After collecting the required articles, the researcher analyzed them for content using their fully accessible pdf online and complete abstracts where sources were unavailable. The findings were categorized into three themes covered in the picture shared in the literature review section.
3.2.1. Primary Data
The researchers used a structured questionnaire with 21 questions assessing the gender of respondents, student perception, and beliefs about the effectiveness of SETs in informing critical academic decisions such as course selection and evaluation of teaching effectiveness. This question is attached in Appendix 1.0. The questionnaire is close-ended, with responses to questions coded using a Likert scale. The questionnaire was administered in a classroom setting where students were asked to fill out the questionnaire just like they would have done with a student’s evaluation of a teaching survey. A convenient sampling technique was used to recruit 30 male and female participants studying at an American University and currently enrolled in a course for more than one semester. All responses were collected, coded, and saved in a . CSV file ready for analysis using JASP Software version 0.17.1. The results of the data analysis are presented below.
4.0 Data Analysis, Interpretation, and Discussion
4.1: Pie-Chart: Participant Demographics
A sample of 30 students (n=30) currently enrolled in an American University participated in answering the study questionnaire. Among the participants were 16 male students and 14 female students, as shown in the pie chart below.
In percentage form, male respondents comprised 53.3% of all participants, while female students made up the remaining 46.7%.
4.2: Bar Graph Showing Frequency of SETs Use During Course Selection Among Participants
Most of the respondents who completed the questionnaire said they ” use SETs to make course selection decisions, as shown by the Dot Plots bar graph below.
As shown in the dot plot diagram above, 10 participants said they rarely use SET to make course selection decisions. In contrast, nine respondents said they sometimes used professor ratings to decide which course to take at the University. Only 6 participants said they often use SETs, with only five reported always using SETs before making course selection decisions.
4.3. Non-Parametric Chi-Square Test for Evaluating the Study Hypothesis
This study’s null hypothesis states that students believe professor ratings do not significantly impact their learning outcomes. Thus, they do not make course selection recommendations based on a professor’s SETs scores. Consequently, the alternative hypothesis that is the crux of this study postulates that higher education learners believe professor ratings significantly impact their academic success and thus make critical course selection decisions and recommendations based on these instructor SET rankings. A chi-square test was selected for this analysis for its ability to work with categorical data (such as the yes/no response to the question of whether or not learners strongly believe that professor ratings impact academic outcomes) without the need for assumptions of normality and homoscedasticity (Turhan, NSNS, 2020, 575).
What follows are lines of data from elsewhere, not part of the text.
PR #303, opened 2022-08-15
feat(ha-agent): dynamic path failure detection for nvme paths

mtzaurus:
Implemented NVMe path detector which detects failed path and reports
them to HA Cluster agent.
UDEV-based cache keeps in sync cached NVMe paths with system device tree
and updates locally cached device paths in response to device
addition/removal events.

Signed-off-by: Mikhail Tcymbaliuk <mtzaurus@gmail.com>

### DIFF
--- a/common/src/transport_api/mod.rs
+++ b/common/src/transport_api/mod.rs
@@ -264,6 +264,15 @@ impl ReplyError {
             extra: "".to_string(),
         }
     }
+    /// for errors that represent unimplemented functionality.
+    pub fn unimplemented(msg: String) -> Self {
+        Self {
+            kind: ReplyErrorKind::Unimplemented,
+            resource: ResourceKind::Unknown,
+            source: "Test Library".to_string(),
+            extra: msg,
+        }
+    }
 }
 
 impl std::fmt::Display for ReplyError {
--- a/common/src/types/v0/transport/cluster_agent.rs
+++ b/common/src/types/v0/transport/cluster_agent.rs
@@ -26,3 +26,42 @@ impl NodeAgentInfo {
         self.endpoint
     }
 }
+
+/// Failed NVMe path.
+#[derive(Debug, Clone)]
+pub struct FailedPath {
+    target_nqn: String,
+}
+
+impl FailedPath {
+    /// Create a new instance of FailedPath for a given NVMe target NQN.
+    pub fn new(target_nqn: String) -> Self {
+        Self { target_nqn }
+    }
+
+    /// Get target NQN.
+    pub fn target_nqn(&self) -> &str {
+        &self.target_nqn
+    }
+}
+
+/// Report failed NVMe paths.
+#[derive(Debug)]
+pub struct ReportFailedPaths {
+    node: String,
+    failed_paths: Vec<FailedPath>,
+}
+
+impl ReportFailedPaths {
+    pub fn new(node: String, failed_paths: Vec<FailedPath>) -> Self {
+        Self { node, failed_paths }
+    }
+
+    pub fn node_name(&self) -> &str {
+        &self.node
+    }
+
+    pub fn failed_paths(&self) -> &Vec<FailedPath> {
+        &self.failed_paths
+    }
+}
--- a/control-plane/agents/ha-node/src/detector.rs
+++ b/control-plane/agents/ha-node/src/detector.rs
@@ -1,0 +1,208 @@
+use crate::{
+    path_provider::{CachedNvmePathProvider, NvmePathNameCollection},
+    reporter::PathReporter,
+    Cli,
+};
+use nvmeadm::nvmf_subsystem::Subsystem;
+use std::{collections::HashMap, rc::Rc};
+use tokio::time::{sleep, Duration};
+
+/// Possible states of every path record.
+#[derive(Debug, Clone)]
+enum PathState {
+    Good,
+    Suspected,
+    Failed,
+}
+
+impl std::fmt::Display for PathState {
+    fn fmt(&self, f: &mut std::fmt::Formatter<'_>) -> Result<(), std::fmt::Error> {
+        write!(f, "{:?}", *self)
+    }
+}
+
+/// Object that represents a broken/suspected NVMe path.
+#[derive(Debug, Clone)]
+struct PathRecord {
+    /// Used to allow detection of outdated records.
+    epoch: u64,
+    nqn: String,
+    state: PathState,
+    reporter: Rc<PathReporter>,
+}
+
+impl PathRecord {
+    fn new(nqn: String, epoch: u64, reporter: Rc<PathReporter>) -> Self {
+        Self {
+            nqn,
+            epoch,
+            state: PathState::Good,
+            reporter,
+        }
+    }
+
+    fn get_nqn(&self) -> &str {
+        &self.nqn
+    }
+
+    #[inline]
+    fn get_epoch(&self) -> u64 {
+        self.epoch
+    }
+
+    #[inline]
+    fn set_epoch(&mut self, epoch: u64) {
+        self.epoch = epoch;
+    }
+
+    // Trigger state transition based on 'connecting' state of the underlying NVMe controller.
+    fn report_connecting(&mut self) {
+        match self.state {
+            PathState::Good => {
+                self.state = PathState::Suspected;
+                tracing::info!(
+                    state=%PathState::Suspected,
+                    target=self.nqn,
+                    "Target state transition"
+                );
+            }
+            PathState::Suspected => {
+                self.state = PathState::Failed;
+                tracing::error!(
+                    state=%PathState::Failed,
+                    target=self.nqn,
+                    "Target state transition",
+                );
+                self.reporter.report_failed_path(self.nqn.clone());
+            }
+            PathState::Failed => {} // Multiple failures don't cause any state transitions.
+        }
+    }
+
+    fn report_live(&mut self) {
+        self.state = PathState::Good;
+    }
+}
+
+/// Path failure detector for NVMe paths.
+/// All known NVMe paths on system are periodically checked for liveness and get classified
+/// as:
+///  Good  - path is fully functional.
+///  Suspected - path experiences connectivity problems for the first time.
+///  Failed - path has experienced connectivity problems two times in a row.
+/// Once a path is classified as Failed, it's reported to PathReporter and gets sent to
+/// HA Cluster agent.
+#[derive(Debug)]
+pub struct PathFailureDetector {
+    epoch: u64,
+    detection_period: Duration,
+    suspected_paths: HashMap<String, PathRecord>,
+    reporter: Rc<PathReporter>,
+}
+
+impl PathFailureDetector {
+    pub(crate) fn new(args: &Cli) -> anyhow::Result<Self> {
+        let reporter = PathReporter::new(
+            args.node_name.clone(),
+            *args.retransmission_period,
+            *args.aggregation_period,
+        );
+
+        Ok(Self {
+            epoch: 0,
+            detection_period: *args.detection_period,
+            suspected_paths: HashMap::new(),
+            reporter: Rc::new(reporter),
+        })
+    }
+
+    fn rescan_paths(&mut self, path_collection: &mut NvmePathNameCollection) {
+        // Update epoch before scanning controllers.
+        self.epoch += 1;
+
+        // Scan all reported NVMe paths on system and check for connectivity.
+        for ctrlr in path_collection.get_entries() {
+            match Subsystem::new(ctrlr.path()) {
+                Ok(subsystem) => {
+                    let existing_record = match subsystem.state.as_str() {
+                        "connecting" => {
+                            // Add a new record in case no record exists for target NQN.
+                            if !self.suspected_paths.contains_key(&subsystem.nqn) {
+                                self.suspected_paths.insert(
+                                    subsystem.nqn.clone(),
+                                    PathRecord::new(
+                                        subsystem.nqn.clone(),
+                                        self.epoch,
+                                        self.reporter.clone(),
+                                    ),
+                                );
+                            }
+
+                            let rec = self.suspected_paths.get_mut(&subsystem.nqn).unwrap();
+                            rec.report_connecting();
+                            Some(rec)
+                        }
+                        "live" => self.suspected_paths.get_mut(&subsystem.nqn).map(|rec| {
+                            rec.report_live();
+                            rec
+                        }),
+                        _ => None,
+                    };
+
+                    // Update epoch for the existing record.
+                    if let Some(rec) = existing_record {
+                        rec.set_epoch(self.epoch);
+                    }
+                }
+                Err(e) => {
+                    tracing::error!("Failed to get status for NVMe path: {}", e);
+                }
+            }
+        }
+
+        // Remove all existing records that don't have underlying NVMe controllers:
+        // can happen in case controller was removed after it had been identified as
+        // broken/suspected. Stalled/outdated records have a different (old) epoch number
+        // since they have not been touched during the current iteration.
+        let mut to_remove = vec![];
+
+        for v in self.suspected_paths.values() {
+            if v.get_epoch() != self.epoch {
+                to_remove.push(v.get_nqn().to_owned());
+            }
+        }
+
+        if !to_remove.is_empty() {
+            for k in to_remove {
+                self.suspected_paths.remove(&k);
+                tracing::debug!("Removing stalled path record for NQN {}", k);
+            }
+        }
+    }
+
+    /// Start NVMe path error detection loop.
+    pub async fn start(mut self) -> anyhow::Result<()> {
+        let mut path_provider = CachedNvmePathProvider::new();
+        let mut path_collection = path_provider.get_path_collection().unwrap();
+        let start = path_provider.start()?;
+        tokio::pin!(start);
+
+        tracing::info!(
+            "Starting NVMe path error detection loop, path detection interval: {:?}",
+            self.detection_period,
+        );
+
+        loop {
+            tokio::select! {
+                _ = &mut start => {
+                    tracing::warn!("NVMe path provider completed, stopping error detection");
+                    break;
+                },
+                _ = sleep(self.detection_period) => self.rescan_paths(&mut path_collection),
+            }
+        }
+
+        tracing::info!("Stopping NVMe path error detection loop");
+        Ok(())
+    }
+}
--- a/control-plane/agents/ha-node/src/main.rs
+++ b/control-plane/agents/ha-node/src/main.rs
@@ -2,15 +2,24 @@ use common_lib::types::v0::transport::cluster_agent::NodeAgentInfo;
 use grpc::operations::ha_node::{client::ClusterAgentClient, traits::ClusterAgentOperations};
 use http::Uri;
 use once_cell::sync::OnceCell;
+use opentelemetry::KeyValue;
 use structopt::StructOpt;
 use utils::{
     package_description, version_info_str, DEFAULT_CLUSTER_AGENT_CLIENT_ADDR,
-    DEFAULT_NODE_AGENT_SERVER_ADDR,
+    DEFAULT_NODE_AGENT_SERVER_ADDR, NVME_PATH_AGGREGATION_PERIOD, NVME_PATH_CHECK_PERIOD,
+    NVME_PATH_RETRANSMISSION_PERIOD,
 };
 
+mod detector;
+mod path_provider;
+mod reporter;
+
+use detector::PathFailureDetector;
+
+/// TODO
 #[derive(Debug, StructOpt)]
 #[structopt(name = package_description!(), version = version_info_str!())]
-struct Cli {
+pub(crate) struct Cli {
     /// HA Cluster Agent URL or address to connect to the services.
     #[structopt(long, short, default_value = DEFAULT_CLUSTER_AGENT_CLIENT_ADDR)]
     cluster_agent: Uri,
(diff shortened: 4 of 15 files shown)


mtzaurus:
bors try

common/src/types/v0/transport/cluster_agent.rs
```diff
@@ -26,3 +26,40 @@ impl NodeAgentInfo {
...
+    pub fn new(node: String, failed_paths: Vec<FailedPath>) -> Self {
+        Self { node, failed_paths }
+    }
+
+    pub fn node_name(&self) -> &str {
+        &self.node
+    }
+
+    pub fn failed_paths(&self) -> Vec<FailedPath> {
+        self.failed_paths.clone()
```
dsavitskiy: Why cloning Vec here? You could return &[FailedPath].

control-plane/agents/ha-node/src/detector.rs
```diff
@@ -0,0 +1,193 @@
...
+}
+
+/// Object that represents a broken/suspected NVMe path.
+#[derive(Debug, Clone)]
+struct PathRecord {
+    /// Used to allow detection of outdated records.
+    epoch: u64,
+    nqn: String,
+    state: PathState,
+    reporter: Arc<PathReporter>,
```
dsavitskiy: Why Arc? If it is supposed to be shared across thread, shouldn't PathReporter be protected by Mutex?

control-plane/agents/ha-node/src/detector.rs
```diff
@@ -0,0 +1,193 @@
...
+        self.state = PathState::Good;
+    }
+}
+
+#[derive(Debug)]
+pub struct PathFailureDetector {
+    epoch: u64,
+    detection_period: Duration,
+    suspected_paths: HashMap<String, PathRecord>,
+    reporter: Arc<PathReporter>,
```
dsavitskiy: Why Arc? If it is supposed to be shared across thread, shouldn't PathReporter be protected by Mutex?

control-plane/agents/ha-node/src/path_provider.rs
```diff
@@ -0,0 +1,230 @@
...
+/// and signalling cache modification in case there are suitable UDEV events related
+/// to NVMe subsystem.
+/// Frontend: (NvmePathNameCollection), which represents a cache for all known NVMe
+/// paths in the system. Note: we only cache paths that represent NVMe targets with product's
+/// In order to eliminate cache inconsistency, there must be only one front-end path collection.
+/// NQN, so cache acts as a filter for 'unknown' NQNs.
+/// To eliminate locking/contention, backend communicates with frontend via a lockless queue.
+#[derive(Debug)]
+pub struct CachedNvmePathProvider {
+    udev_queue: Arc<SegQueue<CacheOp>>,
```
dsavitskiy, line 71: Shouldn't SegQueue be protected by Mutex?

dsavitskiy (approved):

mtzaurus:
bors try

control-plane/agents/ha-node/src/path_provider.rs
mtzaurus: It's a lockless queue which doesn't require locks.

common/src/transport_api/mod.rs
```diff
@@ -264,6 +264,15 @@ impl ReplyError {
             extra: "".to_string(),
         }
     }
+    /// for errors that represent unimplemented functionality.
+    pub fn unimplemented(msg: String) -> Self {
+        Self {
+            kind: ReplyErrorKind::Unimplemented,
+            resource: ResourceKind::Unknown,
+            source: "Test Library".to_string(),
```
tiagolobocastro, line 272: can we pass the source as an argument here?

common/src/types/v0/transport/cluster_agent.rs
```diff
@@ -26,3 +26,40 @@ impl NodeAgentInfo {
...
 }
+
+/// Failed NVMe path.
+#[derive(Debug, Clone)]
+pub struct FailedPath {
+    target_nqn: String,
+}
+
+impl FailedPath {
+    pub fn new(target_nqn: String) -> Self {
```
tiagolobocastro, line 38: missing doc comments

control-plane/agents/ha-node/src/detector.rs
mtzaurus: Mutex is not required, as PathReporter does not require mutable references to work properly.
However, we can replace Arc with Rc (since one PathReporter is shared between multiple instances of PathRecord), as we don't need Send semantics since no async context exists.

control-plane/agents/ha-node/src/detector.rs
mtzaurus: Explained in my comment below.

control-plane/agents/ha-node/src/detector.rs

This study notably used questionnaire queries 2 and 5 to test this hypothesis. The JASP output is shown below. First is the contingency tables.
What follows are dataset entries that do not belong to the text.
PR #304, opened 2022-08-16
chore: seperate AgentToEngine trait for conversion for v0,v1 apis

Abhinandan-Purkait:

### DIFF
--- a/control-plane/agents/common/src/msg_translation/v0.rs
+++ b/control-plane/agents/common/src/msg_translation/v0.rs
@@ -11,9 +11,17 @@ use common_lib::{
     },
 };
 
-use crate::msg_translation::{AgentToIoEngine, IoEngineToAgent, TryIoEngineToAgent};
+use crate::msg_translation::{IoEngineToAgent, TryIoEngineToAgent};
 use rpc::io_engine as v0_rpc;
 use std::convert::TryFrom;
+
+/// Trait for converting agent messages to io-engine messages.
+pub trait AgentToIoEngine {
+    /// RpcIoEngine message type.
+    type IoEngineMessage;
+    /// Conversion of agent message to io-engine message.
+    fn to_rpc(&self) -> Self::IoEngineMessage;
+}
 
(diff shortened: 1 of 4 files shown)


Ab-hishek (approved):

control-plane/agents/common/src/msg_translation/v0.rs
```diff
@@ -11,10 +11,18 @@ use common_lib::{
     },
 };
 
-use crate::msg_translation::{AgentToIoEngine, IoEngineToAgent, TryIoEngineToAgent};
+use crate::msg_translation::{IoEngineToAgent, TryIoEngineToAgent};
 use rpc::io_engine as v0_rpc;
 use std::convert::TryFrom;
 
+/// Trait for converting agent messages to io-engine messages.
```
tiagolobocastro, line 18: I don't understand this move, why do we need separate traits, which are essentially the same?

Abhinandan-Purkait: Since `AgentToIoEngine` has the `IoEngineMessage` type embeded in it, the conversion to v0 is in conflict with v1, because the trait cannot be implemented on the same transport type twice.

tiagolobocastro: Ah right... Could instead have?
```rust
/// Trait for converting agent messages to io-engine messages.
pub trait AgentToIoEngine<IoEngineMessage> {
    /// Conversion of agent message to io-engine message.
    fn to_rpc(&self) -> IoEngineMessage;
}
```
But that would require a lot of changes, so yeah let's keep it the way you have it now

tiagolobocastro (approved):

control-plane/agents/common/src/msg_translation/v0.rs
Abhinandan-Purkait: Yeah, but yeah, this would be a good refactor. Will take it up later, as this is blocking @Ab-hishek for now.

Abhinandan-Purkait:
bors merge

Table: Contingency Tables: Student belief that SETs reflect teaching effectiveness versus prior experience where students made course selection decisions based on SETs scores/professor ratings.
When conducting a chi-square test in JASP, a contingency table helps organize and summarize the frequencies of the variables under analysis when testing the null hypothesis. The contingency tables are the gateway to conducting practical chi-square analysis as it tabulates the observed and expected observations against the sample total for a better visual representation of findings. The resultant chi-square table from JASP analysis indicates a highly statistically significant p-value of <0.001 (less than theoretical p=0.05), meaning that the null hypothesis is rejected in favor of the alternative hypothesis that higher education learners believe professor ratings have a significant impact on their academic success and thus make critical course selection decisions and recommendations based on these instructor SET ranking. This finding is consistent with those from existing literature, such as the study by (Lohman, L., 2021, p.101008), Finefter-Rosenbluh, I. (2020, 747), Feistauer, D. and Richter, T. (2018, 168), and Hadad et al. (2020, 447) showed a significant impact of SETs on overall academic quality. Qualitative and quantitative evidence reveals that it is statistically associated with their belief that professor ratings influence academic performance. SET rankings can be used to make vital course selection decisions.
4.4: Using JASP Confirmatory factor analysis (CFA) for Data Model Identification
The researchers used exploratory factor analysis (EFA) statistical techniques to test the validity of the theoretical model explaining the relationships among the 20 variables from Q1-Q20 of the questionnaire. This technique helped confirm whether the observed data fit or contradicted a pre-specified theoretical model identified from the thematic literature review. The knowledge gained from the literature review on the intervening variable/confounding factors guided the researchers in identifying the observed variables expected to be loaded on each factor and the direction of their loadings. The number of factors was based on parallel analysis with the rotation method set to orthogonal varimax and the factoring method used being the maximum likelihood approach. A scree plot tabulated this observed relationship against the simulated parallel analysis. The JASP results are shown in the tables and graphs below.
Exploratory Factor Analysis
The Chi-squared test has a value of 0.000, suggesting that the model is a good fit for the data. The factor loadings indicate that out of the 20 possible factors derived from questionnaire responses, only three are strongly associated with Factor 1: Q11_Student’s perceived importance of professor ratings in determining the quality of learning. The model also explains the uniqueness of each item or the proportion of its variance that is not accounted for by the factor under study. The factor characteristics table reveals a rotated solution with one factor whose eigenvalue is 0.754, accounting for 25.1% of the variance in the data. The unrotated solution in the dataset equally has one factor accounting for the same proportion of variance. As expected, a factor correlations table indicates that ‘student’s perceived importance of professor ratings in determining the quality of learning’ is perfectly correlated with itself (r=1).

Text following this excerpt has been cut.